Cell Delivery Agent as Drug. A Multitarget Agent Delivers an Antisense Oligonucleotide for Synergistic Activity in Myotonic Dystrophy Type 1

Drug delivery vehicles are hoped to be inert, although many suffer toxicity issues that limit their use. In developing potential agents to treat myotonic dystrophy type 1 (DM1), we wondered if a delivery vehicle might be designed to be a direct acting drug. DM1 is an incurable neurodegenerative disease that originates from expanded (CTG)·(CAG) repeats in the 3'-UTR of the DMPK gene. The majority of drug discovery efforts have been focused on development of small molecules that inhibit MBNL1 protein sequestration by the expanded RNA transcript, r(CUG)exp. Antisense oligonucleotides (ASOs) have also been utilized to treat DM1. However, ASOs normally exhibit poor cell penetration so considerable effort has focused on their delivery. Herein, we report a series of multitargeting oligomeric ligands that have been developed to serve both as drug molecules and as antisense delivery vehicles for DM1. As a result of multivalency, the longer oligomers bound the target DNA and RNA with nanomolar affinities, in vitro, and exhibited improved disease outcomes in DM cell culture model and DM1 patient myotubes.
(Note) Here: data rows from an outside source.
PR #841, opened 2016-05-02
Fix spacing of "PR" in PR Contribute article

erictleung:
No issue reference. Just noticed a lack of spacing in this article randomly and thought I'd make a fix for it 😄  (not sure what happened to the last line of this change though...)


Rafase282:
Thanks for catching that.

PR #860, opened 2016-05-05
Updates Code-of-Conduct.md 

germainep:
adds clauses for trolling and spamming to Code-of-Conduct.md
closes issue #731

PR #861, opened 2016-05-06
shorten the code of conduct and include spamming and trolling

QuincyLarson:
Closes #860


QuincyLarson:
@Rafase282 @germainep here is my significantly shortened version of the code of conduct. I'd love your feedback.

Rafase282:
@QuincyLarson That seems to cover what was needed and provides a chat room instead of different names which is good.

abhisekp:
@QuincyLarson 
# :+1: LGTM

Just that
> *Trolling includes posting inflamitory comments to provoke an emotional response or disrupt discussions.*

We usually have editor wars :fire: (_vim vs atom_), etc. And I don't think that should count as trolling.

----
Trolling is about deceiving or convincing someone into believing or acting in an outrageous or malicious manner and disrupt discussions.

PR #934, opened 2016-05-13
More specific

willnwhite:


qmikew1:
The original wording comes directly from [MDN](https://developer.mozilla.org/en-US/docs/Web/JavaScript/Closures). Not sure that changing a couple of words would add clarity, and seems to deviate a bit from what seems to be standard usage of the term 'free variables' in this (and other) context(s).
 > Closures are functions whose inner functions refer to independent (free) variables. In other words, the functions defined in the closure 'remember' the environment in which they were created.

willnwhite:
I couldn't re-commit to this branch so I've opened https://github.com/FreeCodeCamp/wiki/pull/953.

PR #937, opened 2016-05-13
Fix Streak link

pitazo:


Rafase282:
Thanks, I though I had that covered.

PR #940, opened 2016-05-13
Fix BrowniePoints link

pitazo:

### DIFF
--- a/Streaks.md
+++ b/Streaks.md
@@ -1,6 +1,6 @@
 # Streaks
 
-Your user profile displays your recent activity. If you get [Brownie Points](Brownie-Points.md) on several consecutive days, you will start a streak.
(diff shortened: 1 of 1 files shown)


Streaks.md
```diff
@@ -1,6 +1,6 @@
 # Streaks
 
-Your user profile displays your recent activity. If you get [Brownie Points](Brownie-Points/) on several consecutive days, you will start a streak.
+Your user profile displays your recent activity. If you get [Brownie Points](Brownie-Points.md) on several consecutive days, you will start a streak.
```
Rafase282: You don't need to add the `.md` it works fine without it for the wiki. You might need it for it to work on your fork but not on the actual wiki.

pitazo: Oh, I didn't know that.

PR #953, opened 2016-05-14
Added explanation of free variable

willnwhite:


JS-Closures.md
```diff
@@ -1,6 +1,6 @@
 # JavaScript Closures
 
-Closures are functions that refer to independent (free) variables. In other words, the function defined in the closure 'remembers' the environment in which it was created.
+Closures are functions that refer to independent (free) variables (variables that are used locally, but defined in an enclosing scope). In other words, the function defined in the closure 'remembers' the environment in which it was created.
```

The oligomers form polyplexes with a locked nucleic acid (LNA) CAG16 gapmer, facilitating its cell uptake in both HeLa cells and DM1 patient myotubes decreasing the level of toxic r(CUG)exp significantly. RNA-seq analysis indicated that the oligomeric ligand and its polyplex can rescue DM1 associated splicing defects and gene expression changes transcriptome-wide in DM1 patient myotubes. Overall design: Evaluate the rescue of DM1 associated splicing defects and gene expression changes in DM1 patient myotube cultures upon treatment with a multitargeting oligomeric ligand and its polyplex with a locked nucleic acid (LNA) CAG16 gapmer.